Charles William Wentworth Fitzwilliam, 5th Earl Fitzwilliam in the peerage of Ireland and 3rd Earl Fitzwilliam in the peerage of Great Britain, (4 May 1786 – 4 October 1857) was a British nobleman and politician. He was president three times of the Royal Statistical Society in 1838–1840, 1847–1849, and 1853–1855; and president of the British Association for the Advancement of Science in its inaugural year (1831–2).

==Early life==
He was born on 4 May 1786 as the only son of William Fitzwilliam, 4th Earl Fitzwilliam, who served as Lord President of the Council and Lord Lieutenant of Ireland, and his first wife, Lady Charlotte Ponsonby (daughter of William Ponsonby, 2nd Earl of Bessborough). After his mother's death in 1822, his father married the Hon. Louisa, Baroness Ponsonby (daughter of Richard Molesworth, 3rd Viscount Molesworth and widow of William Ponsonby, 1st Baron Ponsonby), in 1823, however, she died soon after in February 1824. (Note: From his father's second marriage, he had five step-siblings: John Ponsonby, 1st Viscount Ponsonby (a diplomat), Hon. Sir William Ponsonby (a Maj.-Gen. in the Army who was killed at the Battle of Waterloo), Richard Ponsonby (Bishop of Killaloe and Kilfenora, Derry, Derry and Raphoe), George Ponsonby (MP and Junior Lord of the Treasury), and Mary (wife of Prime Minister Charles Grey, 2nd Earl Grey).)
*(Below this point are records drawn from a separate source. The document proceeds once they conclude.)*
PR #38875, opened 2026-08-30
fix(savings): price missing cache rates in baseline ranking

### LINKED ISSUE #38813: [Bug]: Derived auto-router baseline underprices models with missing cache rates
## Check for existing issues

- [x] I searched the existing issues and checked that this is not a duplicate. Issues #37117 and #37284 do not cover derived baseline selection.

## What happened?

Severity: High

The default auto-router baseline ranks hardest-tier deployments with a cache-heavy reference request. When a candidate has no cache-read or cache-write rate, those reference buckets are priced as free. Request-time savings uses different semantics and charges an unsupported cache bucket as ordinary input.

An expensive deployment can therefore rank as nearly free, causing every later request to use the wrong baseline.

Expected: reference ranking and request-time savings use the same missing-cache-rate semantics.

## User Flow

Before a (hypothetical) fix: an operator leaves the savings baseline unset, and the dashboard derives the wrong deployment from the hardest tier.

1. The operator configures an auto-router hardest tier containing one deployment with ordinary input pricing but no cache rates and another with explicit cache rates.
2. A developer sends `POST https://litellm-domain/v1/chat/completions` with the auto-router model and receives `200 OK`.
3. The operator opens `https://litellm-domain/ui/?page=cost-optimization` and sees savings measured against the lower-cost deployment rather than the most expensive deployment the router could select.

After a (hypothetical) fix: the same pool derives its baseline with consistent cache semantics.

1. The operator configures the same auto-router hardest tier containing one deployment with ordinary input pricing but no cache rates and another with explicit cache rates.
2. A developer sends `POST https://litellm-domain/v1/chat/completions` with the auto-router model and receives `200 OK`.
3. The operator opens `https://litellm-domain/ui/?page=cost-optimization` and sees savings measured against the deployment with the highest normalized reference cost.

## Proof the bug occurs

Setup: local checkout. Two deployment pricing records were ranked with the built-in 20,000-input and 1,000-output reference usage. No provider request or credentials are required.

Version or commit: `d517397005cbb87fd39a82a9d643a00fc015b66d`

```text
candidate A: input $0.001/token, output $0.000001/token, cache rates absent
candidate B: input/cache/output $0.00001/token
reference: 19,000 cache reads, 1,000 cache writes, 1,000 output

candidate A effective reference cost: $20.001
candidate B reference cost:           $0.210
derived baseline: candidate B
```

Candidate A is ranked with its missing cache buckets priced as free, although request-time calculation charges them at its ordinary input rate.

The mismatch is between `_REFERENCE_REQUEST` and `_priced` in `litellm/router_strategy/savings_baseline.py` and request-time normalization.

## Suggested fix

Normalize reference usage for each candidate before pricing it. Missing cache-read or cache-write rates should move those tokens into ordinary text input, using one shared helper with request-time savings.

Regression tests should rank candidates with missing read rates, missing write rates, explicit zero rates, and complete cache rates.

Proxy

Commit `d517397005cbb87fd39a82a9d643a00fc015b66d`

qdivan:
## TLDR

Problem this solves:

- Derived baselines treated absent cache prices as free
- Cache-heavy router pools could select the wrong baseline

How it solves it:

- Move unpriced cache tokens into ordinary input
- Share the fallback between ranking and request savings

## User Flow

Before: an operator leaves the savings baseline unset, then the dashboard can compare traffic against the wrong hardest-tier deployment

1. The operator configures an auto-router tier with a deployment missing cache rates
2. A developer sends POST https://litellm-domain/v1/chat/completions through that auto-router
3. The operator opens https://litellm-domain/ui/?page=cost-optimization and sees savings against an understated baseline

After: the same configuration derives the baseline with ordinary input pricing for absent cache rates

1. The operator configures the same auto-router tier
2. A developer sends the same POST https://litellm-domain/v1/chat/completions request
3. The operator opens https://litellm-domain/ui/?page=cost-optimization and sees savings against the highest normalized reference cost

## Relevant issues

Closes #38813

## Pre-Submission checklist

- [x] The focused savings and router baseline tests pass locally

## Screenshots / Proof of Fix

Provider-free deterministic regression coverage verifies the ranking path. No live proxy proof was run because the local checkout has no provider credentials or configured auto-router deployment.

## Type

🐛 Bug Fix
✅ Test

### Low

- Draft pending CI and live proxy verification

## Final Attestation

- [x] The tests guard missing cache-rate baseline selection

### DIFF
--- a/litellm/litellm_core_utils/cache_pricing.py
+++ b/litellm/litellm_core_utils/cache_pricing.py
@@ -1,0 +1,45 @@
+from types import MappingProxyType
+from typing import Final
+
+from litellm.types.utils import ModelInfo, Usage
+
+
+def fallback_missing_cache_rates_to_input(usage: Usage, model_info: ModelInfo | None) -> Usage:
+    """Move cache buckets without configured rates into ordinary input."""
+    details: Final = usage.prompt_tokens_details
+    if details is None or model_info is None:
+        return usage
+
+    cached_tokens: Final = getattr(details, "cached_tokens", 0) or 0
+    cache_creation_tokens: Final = (getattr(details, "cache_creation_tokens", 0) or 0) or (
+        getattr(details, "cache_write_tokens", 0) or 0
+    )
+    prices_reads: Final = model_info.get("cache_read_input_token_cost") is not None
+    prices_writes: Final = model_info.get("cache_creation_input_token_cost") is not None
+    reads: Final = cached_tokens if prices_reads else 0
+    writes: Final = cache_creation_tokens if prices_writes else 0
+    if (reads, writes) == (cached_tokens, cache_creation_tokens):
+        return usage
+
+    other_modalities: Final = sum(
+        (getattr(details, field, 0) or 0) for field in ("audio_tokens", "image_tokens", "video_tokens")
+    )
+    return Usage(
+        prompt_tokens=usage.prompt_tokens,
+        completion_tokens=usage.completion_tokens,
+        total_tokens=usage.total_tokens,
+        completion_tokens_details=usage.completion_tokens_details,
+        prompt_tokens_details=details.model_copy(
+            update=MappingProxyType(
+                {
+                    "cached_tokens": reads,
+                    "cache_creation_tokens": writes,
+                    "cache_write_tokens": writes,
+                    "cache_creation_token_details": getattr(details, "cache_creation_token_details", None)
+                    if writes
+                    else None,
+                    "text_tokens": max(usage.prompt_tokens - reads - writes - other_modalities, 0),
+                }
+            )
+        ),
+    )
--- a/litellm/proxy/spend_tracking/savings.py
+++ b/litellm/proxy/spend_tracking/savings.py
@@ -10,11 +10,13 @@ have been aggregated across models.
 
 from collections.abc import Callable, Mapping
 from datetime import datetime
+from types import MappingProxyType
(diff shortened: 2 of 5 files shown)


ben7am1n:
Review note: please verify the distinction between missing cache rates and explicit zero cache rates. The baseline should not rank a deployment as free merely because cache pricing fields are absent, while an explicit zero should remain intentional. A focused regression test for both cases would make the cost-routing behavior safer.

ben7am1n:
The latest proxy-infra run has one unrelated-to-runtime test premise failure: `test_a_baseline_with_no_cache_read_rate_is_charged_its_input_rate` selects `xai/grok-4`, but that model now has `cache_read_input_token_cost=2e-07`, so the assertion that the rate is missing is no longer valid. Please switch the fixture to a model with no cache-read rate (or use a local explicit fixture). The same run also reports two new LIT002 violations at `litellm/litellm_core_utils/cache_pricing.py:32` and `litellm/proxy/spend_tracking/savings.py:283`; please add justified suppressions or refactor those assignments.

ben7am1n:
Correction: the `proxy-infra` cache-baseline failure mentioned in my previous comment belongs to the separate #38860 run, not this PR. For #38875, the confirmed current CI failure is the lint gate reporting two new LIT002 violations at `litellm/litellm_core_utils/cache_pricing.py:32` and `litellm/proxy/spend_tracking/savings.py:283`; the requested follow-up on those violations still applies.

PR #38876, opened 2026-08-30
fix(openai): keep a suppressed encoding_format off the embeddings wire request

### LINKED ISSUE #38661: [Bug]: `encoding_format` cannot be suppressed when proxying embeddings through `custom_llm_provider="openai"`, breaking any 2-hop LiteLLM→LiteLLM chain
### Check for existing issues

### What happened?

We run two chained LiteLLM proxies: proxy A has a model entry `model: openai/<model>` with `api_base` pointing at proxy B, which talks to Bedrock directly. This is the standard way to chain two LiteLLM proxies over the OpenAI-compatible surface.

For any embedding model where the Bedrock-backed proxy B reports **zero** supported OpenAI params (e.g. `amazon.titan-embed-text-v1`, whose Bedrock API genuinely has no format parameter), calling that model through proxy A always fails with a 400 rejecting `encoding_format`, no matter what the client sends, and no matter how proxy A is configured. We expected that if omit `encoding_format` entirely from my request, and/or set `LITELLM_DEFAULT_EMBEDDING_ENCODING_FORMAT=none` on proxy A, the field would not be forwarded to proxy B, but it always is, with a different default value depending on which knob is set.

Calling proxy B directly (bypassing proxy A), with the same model and a client request that omits `encoding_format` entirely, succeeds. This confirms the injection happens inside proxy A's own server process, specifically on the `openai`-provider embedding code path, not anywhere on proxy B or Bedrock itself.

### Check for existing issues
  - Related churn over this exact parameter, none of which cover the two-hop case: https://github.com/BerriAI/litellm/issues/25388, https://github.com/BerriAI/litellm/pull/25428, https://github.com/BerriAI/litellm/pull/25698, https://github.com/BerriAI/litellm/pull/26976

### User Flow

Before a fix: a developer's app calls an embedding model through their org's edge LiteLLM proxy (which itself forwards to a second, Bedrock-backed LiteLLM proxy) and always gets a 400, even though the same call works when pointed directly at the second proxy

1. They send `POST https://proxy-a/v1/embeddings` with `{"model": "amazon.titan-embed-text-v1", "input": "hello world"}` (no `encoding_format` field at all)
2. The response is `400 Bad Request`, body containing `"litellm.UnsupportedParamsError: bedrock does not support parameters: {'encoding_format': 'float'}, for model=amazon.titan-embed-text-v1"`
3. Their platform team sets `LITELLM_DEFAULT_EMBEDDING_ENCODING_FORMAT=none` on proxy A's deployment and restarts it
4. They resend the identical `POST https://proxy-a/v1/embeddings` request, it still 400s, now complaining about `{'encoding_format': 'base64'}` instead of `'float'`
5. They point their app directly at `POST https://proxy-b/v1/embeddings` with the identical body, this succeeds with `200 OK` and a real embedding vector, confirming proxy B and Bedrock are not the problem

After a fix: the same request through proxy A succeeds identically to calling proxy B directly

1. The developer sends `POST https://proxy-a/v1/embeddings` with `{"model": "amazon.titan-embed-text-v1", "input": "hello world"}`
2. The response is `200 OK` with a `data[0].embedding` array, matching what `POST https://proxy-b/v1/embeddings` already returns today for the same input

### Proof the bug occurs

Config proxy A ran with:

```yaml
model_list:
  - model_name: amazon.titan-embed-text-v1
    litellm_params:
      model: openai/amazon.titan-embed-text-v1
      api_key: os.environ/PROXY_B_KEY
      api_base: https://<proxy-b-host>
```

Config proxy B ran with:

```yaml
model_list:
  - model_name: amazon.titan-embed-text-v1
    litellm_params:
      model: bedrock/amazon.titan-embed-text-v1
      aws_region_name: eu-central-1
```

Version: v1.98.0 on both proxies (also confirmed on v1.91.5)

Commands and output (captured live against the two-hop chain described above):

```
# Direct to proxy B, bypassing proxy A, encoding_format genuinely absent from the JSON body:
$ curl -s -X POST https://proxy-b/v1/embeddings \
    -H "Authorization: Bearer $PROXY_B_KEY" -H "Content-Type: application/json" \
    -d '{"model":"amazon.titan-embed-text-v1","input":"hello world"}'
{
    "model": "amazon.titan-embed-text-v1",
    "data": [{"embedding": [0.7265625, -0.0703125, 0.34765625, "... 1536 floats total ..."], "index": 0, "object": "embedding"}],
    "object": "list",
    "usage": {"completion_tokens": 0, "prompt_tokens": 2, "total_tokens": 2, "completion_tokens_details": null, "prompt_tokens_details": null}
}
# 200 OK - works

# Through proxy A -> proxy B, default config, encoding_format omitted by the caller:
$ curl -s -X POST https://proxy-a/v1/embeddings \
    -H "Authorization: Bearer $PROXY_A_KEY" -H "Content-Type: application/json" \
    -d '{"model":"amazon.titan-embed-text-v1","input":"hello world"}'
{
    "error": {
        "message": "litellm.BadRequestError: OpenAIException - Error code: 400 - {'error': {'message': \"litellm.UnsupportedParamsError: bedrock does not support parameters: {'encoding_format': 'float'}, for model=amazon.titan-embed-text-v1. To drop these, set `litellm.drop_params=True` or for proxy:\n\n`litellm_settings:\n drop_params: true`\n\", 'type': 'None', 'param': None, 'code': '400'}}",
        "type": null,
        "param": null,
        "code": "400"
    }
}
# 400 Bad Request

# Same request, after setting LITELLM_DEFAULT_EMBEDDING_ENCODING_FORMAT=none on proxy A and restarting it:
$ curl -s -X POST https://proxy-a/v1/embeddings \
    -H "Authorization: Bearer $PROXY_A_KEY" -H "Content-Type: application/json" \
    -d '{"model":"amazon.titan-embed-text-v1","input":"hello world"}'
{
    "error": {
        "message": "litellm.BadRequestError: OpenAIException - Error code: 400 - {'error': {'message': \"litellm.UnsupportedParamsError: bedrock does not support parameters: {'encoding_format': 'base64'}, for model=amazon.titan-embed-text-v1. To drop these, set `litellm.drop_params=True` or for proxy:\n\n`litellm_settings:\n drop_params: true`\n\", 'type': 'None', 'param': None, 'code': '400'}}",
        "type": null,
        "param": null,
        "code": "400"
    }
}
# 400 Bad Request - note the value changed from 'float' to 'base64': the env var stopped
# proxy A's own default, but the OpenAI SDK client proxy A uses internally then applied its
# own default instead

# Same request, all three mitigations applied at once: drop_params: true set for this model,
# LITELLM_DEFAULT_EMBEDDING_ENCODING_FORMAT=none set on proxy A, and the caller's own request
# genuinely omits encoding_format entirely:
$ curl -s -X POST https://proxy-a/v1/embeddings \
    -H "Authorization: Bearer $PROXY_A_KEY" -H "Content-Type: application/json" \
    -d '{"model":"amazon.titan-embed-text-v1","input":"hello world"}'
{
    "error": {
        "message": "litellm.BadRequestError: OpenAIException - Error code: 400 - {'error': {'message': \"litellm.UnsupportedParamsError: bedrock does not support parameters: {'encoding_format': 'base64'}, for model=amazon.titan-embed-text-v1. To drop these, set `litellm.drop_params=True` or for proxy:\n\n`litellm_settings:\n drop_params: true`\n\", 'type': 'None', 'param': None, 'code': '400'}}",
        "type": null,
        "param": null,
        "code": "400"
    }
}
# 400 Bad Request - still fails with the SDK's 'base64' default, even with drop_params: true
# already set for this model. _check_valid_arg raises for models reporting zero supported
# params before drop_params logic is ever consulted, so drop_params cannot rescue this case
# either - none of the three mitigations, individually or combined, produce a request that
# reaches Bedrock with encoding_format genuinely absent.
```

Root cause, for reference: two independent default-injection points stack on the `custom_llm_provider == "openai"` (and `"litellm_proxy"`) embedding path:

`litellm/main.py`, `embedding()` (~line 6232 in v1.98.0, ~6022 in v1.91.5):

```python
if encoding_format is not None:
    optional_params["encoding_format"] = encoding_format
else:
    env_fmt = get_secret_str("LITELLM_DEFAULT_EMBEDDING_ENCODING_FORMAT")
    if env_fmt is not None and env_fmt.strip().lower() == "none":
        optional_params.pop("encoding_format", None)
    else:
        _default_fmt = optional_params.get("encoding_format") or env_fmt or "float"
        if _default_fmt.strip().lower() == "none":
            optional_params.pop("encoding_format", None)
        else:
            optional_params["encoding_format"] = _default_fmt
```

`litellm/llms/openai/openai.py`, `embedding()`/`aembedding()` (~line 1256 / ~1186):

```python
data = {"model": model, "input": input, **optional_params}
...
raw_response = await openai_aclient.embeddings.with_raw_response.create(**data, timeout=timeout)
```

Even when `LITELLM_DEFAULT_EMBEDDING_ENCODING_FORMAT=none` successfully pops `encoding_format` from `optional_params` in `main.py`, the resulting `data` dict is unpacked directly into the OpenAI Python SDK's `Embeddings.create(**data)`, and the SDK itself independently defaults `encoding_format` to `"base64"` whenever the kwarg isn't explicitly passed. Turning off either defaulting layer just lets the other one inject a value instead, and there's no configuration that results in the field being genuinely absent once a request passes through this code path, which is why calling proxy B directly (bypassing this code path entirely) is the only thing that works.

Possible fix: in `litellm/llms/openai/openai.py`, avoid unpacking a caller-absent `encoding_format` into the OpenAI SDK's high-level `.create(**data)` call, either pass the SDK's own "not given" sentinel in a way that suppresses its default too, or construct the raw embeddings request body/HTTP call directly instead of going through `openai_aclient.embeddings.create()`, so a genuinely-absent field can be represented and forwarded to the next hop.

Proxy

v1.98.0

_No response_

xu-jia-ming:
## TLDR

Problem this solves:

- `LITELLM_DEFAULT_EMBEDDING_ENCODING_FORMAT=none` (and passing `encoding_format="none"`) could not actually remove the field from the outgoing request on the `openai` / `litellm_proxy` embeddings path
- The OpenAI SDK's `embeddings.create()` hard-defaults `encoding_format="base64"` whenever the kwarg is omitted, so litellm's own default (`float`) or the SDK's (`base64`) was always sent
- A chained LiteLLM proxy → provider with zero supported embedding params (e.g. Bedrock titan) then rejects the request, and no configuration kept the field genuinely absent

How it solves it:

- When `encoding_format` is absent from the request data, the request body is posted directly via `client.post("/embeddings", ...)` instead of `embeddings.create()`, so an absent field stays absent
- The default (`float`) and explicit-value paths still go through `embeddings.create()` unchanged

## User Flow

Before: an embedding call through a chained LiteLLM proxy always fails with 400, whichever knobs are set

1. The operator runs proxy A with `model: openai/amazon.titan-embed-text-v1` pointing (via `api_base`) at proxy B, which serves `bedrock/amazon.titan-embed-text-v1`
2. A developer sends `POST https://proxy-a/v1/embeddings` with `{"model": "amazon.titan-embed-text-v1", "input": "hello world"}` — no `encoding_format` at all
3. The response is `400`, `bedrock does not support parameters: {'encoding_format': 'float'}` (litellm's own default)
4. The operator sets `LITELLM_DEFAULT_EMBEDDING_ENCODING_FORMAT=none` on proxy A and restarts
5. The identical request still fails `400`, now with `{'encoding_format': 'base64'}` — the OpenAI SDK client injected its own default after litellm removed the field
6. The same body sent directly to `POST https://proxy-b/v1/embeddings` succeeds, proving the injection happens on proxy A's openai-provider path

After: the same request through proxy A succeeds like the direct call

1. Same chained setup; the operator sets `LITELLM_DEFAULT_EMBEDDING_ENCODING_FORMAT=none` on proxy A
2. The developer sends the identical `POST https://proxy-a/v1/embeddings`
3. The outgoing request body is `{"model": ..., "input": ...}` with no `encoding_format` key
4. The response is `200 OK` with a real embedding vector, matching the direct-to-proxy-B result

## Relevant issues

Fixes #38661

## Pre-Submission checklist

- [x] The handful of test files covering my change pass locally. Leave the suites to CI

## Screenshots / Proof of Fix

Setup (shared by Before and After): checkout of this repository, Python 3.11, no provider credentials — a local HTTP server records the exact JSON body litellm puts on the wire when called the way proxy A calls it (`model="openai/..."`, `api_base` pointed at the capture server):

```python
import litellm
litellm.embedding(model="openai/amazon.titan-embed-text-v1", input=["hello world"],
                  api_base="http://127.0.0.1:8973/v1", api_key="sk-test")
```

### Before (5e4b3838aa — litellm_internal_staging)

1. Run with no env var, then with `LITELLM_DEFAULT_EMBEDDING_ENCODING_FORMAT=none`
2. Observed:
   ```
   [default (no env)] request keys: ['encoding_format', 'input', 'model']
   [default (no env)] encoding_format sent: 'float'
   [env=none] request keys: ['encoding_format', 'input', 'model']
   [env=none] encoding_format sent: 'base64'   # the SDK re-injected its default
   ```
3. Both configurations send the field; a zero-supported-params downstream provider rejects both

### After (3e9ed06d68)

1. Same two runs at the PR tip
2. Observed:
   ```
   [default (no env)] request keys: ['encoding_format', 'input', 'model']
   [default (no env)] encoding_format sent: 'float'      # default behavior unchanged
   [env=none] request keys: ['input', 'model']
   [env=none] encoding_format sent: None                  # key genuinely absent
   ```
3. The opt-out now produces a request with the field absent — the exact shape that already works when calling the downstream proxy directly

#### extra_headers reach the HTTP layer (review follow-up, now at 3e9ed06d68)

1. Same capture server, run with `extra_headers={"X-Test-Header": "1"}` and `LITELLM_DEFAULT_EMBEDDING_ENCODING_FORMAT=none`
2. Observed:
   ```
   [body keys] ['input', 'model']
   [custom header received] 1
   [extra_headers leaked into body] False
   ```
3. Request kwargs are translated to their `FinalRequestOptions` fields (`extra_headers` -> `headers`, `extra_body` -> `extra_json`, `extra_query` -> `params`) instead of being serialized into the JSON body

A live two-proxy run needs the reporter's Bedrock credentials; the capture-server proof above shows the byte-level wire body that reaches the next hop.

Tests: `tests/test_litellm/test_openai_embedding_encoding_format_default.py` — 6 passed. The updated `test_openai_embedding_encoding_format_env_none_omits_param` now also asserts `embeddings.create()` is not called and the posted body has no `encoding_format` key; it fails at the merge base. `tests/local_testing/test_embedding.py`: 32 failed / 18 passed both at the merge base and at the PR tip (needs live provider keys; no delta from this change).

## Type

🐛 Bug Fix

### Low

- On the suppressed path the response headers dict is empty (`{}`): `client.post()` returns the parsed model without exposing headers, so `litellm.return_response_headers` has nothing to record for these calls. The default and explicit-value paths keep full headers
- The suppressed path skips the SDK's base64 response post-parser; servers that ignore the absent field and return base64 anyway would get raw base64 strings back. OpenAI-compatible servers return float arrays when the field is absent, which is the case this opt-out targets

## Final Attestation

### DIFF
--- a/litellm/llms/openai/openai.py
+++ b/litellm/llms/openai/openai.py
@@ -1142,6 +1142,16 @@ class OpenAIChatCompletion(BaseLLM, BaseOpenAILLM):
         return {}
 
     # Embedding
+    # embeddings.create() kwargs that configure the HTTP request rather than the JSON
+    # body. On the direct-post path they must be translated to their FinalRequestOptions
+    # fields (extra_headers -> headers, extra_body -> extra_json, extra_query -> params)
+    # instead of being serialized into the body.
+    _EMBEDDING_REQUEST_KWARG_TO_OPTION: Final = {
+        "extra_headers": "headers",
+        "extra_body": "extra_json",
+        "extra_query": "params",
+    }
+
     @track_llm_api_timing()
     async def make_openai_embedding_request(
         self,
@@ -1164,11 +1174,22 @@ class OpenAIChatCompletion(BaseLLM, BaseOpenAILLM):
                 # proxy forwarding to a provider with zero supported embedding params
                 # (e.g. Bedrock titan) then rejects the request (#38661). Post the body
                 # directly so an absent field stays absent.
+                request_body: Final = {
+                    k: v for k, v in data.items() if k not in self._EMBEDDING_REQUEST_KWARG_TO_OPTION
+                }
+                request_options: Final = {
+                    "timeout": timeout,
+                    **{
+                        option: data[kwarg]
+                        for kwarg, option in self._EMBEDDING_REQUEST_KWARG_TO_OPTION.items()
+                        if kwarg in data
+                    },
+                }
                 response: Final = await openai_aclient.post(
                     "/embeddings",
-                    body=data,
+                    body=request_body,
                     cast_to=CreateEmbeddingResponse,
-                    options={"timeout": timeout},
+                    options=request_options,
                 )
                 return {}, response
             raw_response = await openai_aclient.embeddings.with_raw_response.create(**data, timeout=timeout)
@@ -1195,12 +1216,24 @@ class OpenAIChatCompletion(BaseLLM, BaseOpenAILLM):
             if "encoding_format" not in data:
                 # See make_openai_embedding_request: keep a deliberately-omitted
                 # encoding_format off the wire instead of letting the SDK
-                # re-inject its "base64" default (#38661).
+                # re-inject its "base64" default (#38661). Request kwargs such as
+                # extra_headers must be translated into request options, not the body.
+                sync_request_body: Final = {
+                    k: v for k, v in data.items() if k not in self._EMBEDDING_REQUEST_KWARG_TO_OPTION
+                }
+                sync_request_options: Final = {
+                    "timeout": timeout,
+                    **{
+                        option: data[kwarg]
+                        for kwarg, option in self._EMBEDDING_REQUEST_KWARG_TO_OPTION.items()
+                        if kwarg in data
+                    },
+                }
                 sync_response: Final = openai_client.post(
                     "/embeddings",
-                    body=data,
+                    body=sync_request_body,
                     cast_to=CreateEmbeddingResponse,
-                    options={"timeout": timeout},
+                    options=sync_request_options,
                 )
                 return {}, sync_response
             raw_response = openai_client.embeddings.with_raw_response.create(**data, timeout=timeout)
--- a/litellm/llms/openai/openai.py
+++ b/litellm/llms/openai/openai.py
@@ -1146,11 +1146,33 @@ class OpenAIChatCompletion(BaseLLM, BaseOpenAILLM):
     # body. On the direct-post path they must be translated to their FinalRequestOptions
     # fields (extra_headers -> headers, extra_body -> extra_json, extra_query -> params)
     # instead of being serialized into the body.
-    _EMBEDDING_REQUEST_KWARG_TO_OPTION: Final = {
-        "extra_headers": "headers",
-        "extra_body": "extra_json",
-        "extra_query": "params",
-    }
+    _EMBEDDING_REQUEST_KWARG_TO_OPTION: Final = (
+        ("extra_headers", "headers"),
+        ("extra_body", "extra_json"),
+        ("extra_query", "params"),
+    )
+
+    @classmethod
+    def _direct_embedding_body_and_options(
+        cls, data: Mapping[str, Any], timeout: float | httpx.Timeout
+    ) -> tuple[Mapping[str, Any], Mapping[str, Any]]:
+        """Split a suppressed-format embeddings payload into ``(body, options)``.
+
+        Request kwargs such as ``extra_headers`` are translated to their
+        ``FinalRequestOptions`` fields so they are applied to the HTTP request
+        instead of being serialized into the JSON body.
+        """
+        request_body: Final = {}  # mutable-ok: the OpenAI SDK takes the request body as a dict
+        request_options: Final = {
+            "timeout": timeout
+        }  # mutable-ok: FinalRequestOptions is built from a plain options dict
+        for key, value in data.items():
+            if key not in ("extra_headers", "extra_body", "extra_query"):
+                request_body[key] = value
+        for kwarg, option in cls._EMBEDDING_REQUEST_KWARG_TO_OPTION:
+            if kwarg in data:
+                request_options[option] = data[kwarg]
+        return request_body, request_options
 
     @track_llm_api_timing()
     async def make_openai_embedding_request(
@@ -1174,27 +1196,17 @@ class OpenAIChatCompletion(BaseLLM, BaseOpenAILLM):
                 # proxy forwarding to a provider with zero supported embedding params
                 # (e.g. Bedrock titan) then rejects the request (#38661). Post the body
                 # directly so an absent field stays absent.
-                request_body: Final = {
-                    k: v for k, v in data.items() if k not in self._EMBEDDING_REQUEST_KWARG_TO_OPTION
-                }
-                request_options: Final = {
-                    "timeout": timeout,
-                    **{
-                        option: data[kwarg]
-                        for kwarg, option in self._EMBEDDING_REQUEST_KWARG_TO_OPTION.items()
-                        if kwarg in data
-                    },
-                }
-                response: Final = await openai_aclient.post(
+                request_body, request_options = self._direct_embedding_body_and_options(data, timeout)
+                bypass_response: Final = await openai_aclient.post(
                     "/embeddings",
                     body=request_body,
                     cast_to=CreateEmbeddingResponse,
                     options=request_options,
                 )
-                return {}, response
+                return {}, bypass_response
             raw_response = await openai_aclient.embeddings.with_raw_response.create(**data, timeout=timeout)
             headers: Final = dict(raw_response.headers)
-            response = raw_response.parse()
+            response: Final = raw_response.parse()
             return headers, response
         except Exception as e:
             raise e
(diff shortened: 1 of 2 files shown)


xu-jia-ming:
Addressed: request kwargs (`extra_headers`/`extra_body`/`extra_query`) are now translated to their `FinalRequestOptions` fields via the SDK's `make_request_options` builder and kept out of the JSON body — verified end-to-end with a wire-capture server (header arrives, body clean) in the Proof of Fix section.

His paternal grandparents were William Fitzwilliam, 3rd Earl Fitzwilliam and Lady Anne Watson-Wentworth (daughter of Thomas Watson-Wentworth, 1st Marquess of Rockingham, and sister to Prime Minister Charles Watson-Wentworth, 2nd Marquess of Rockingham). His father inherited the 2nd Marquess of Rockingham's estates in 1782.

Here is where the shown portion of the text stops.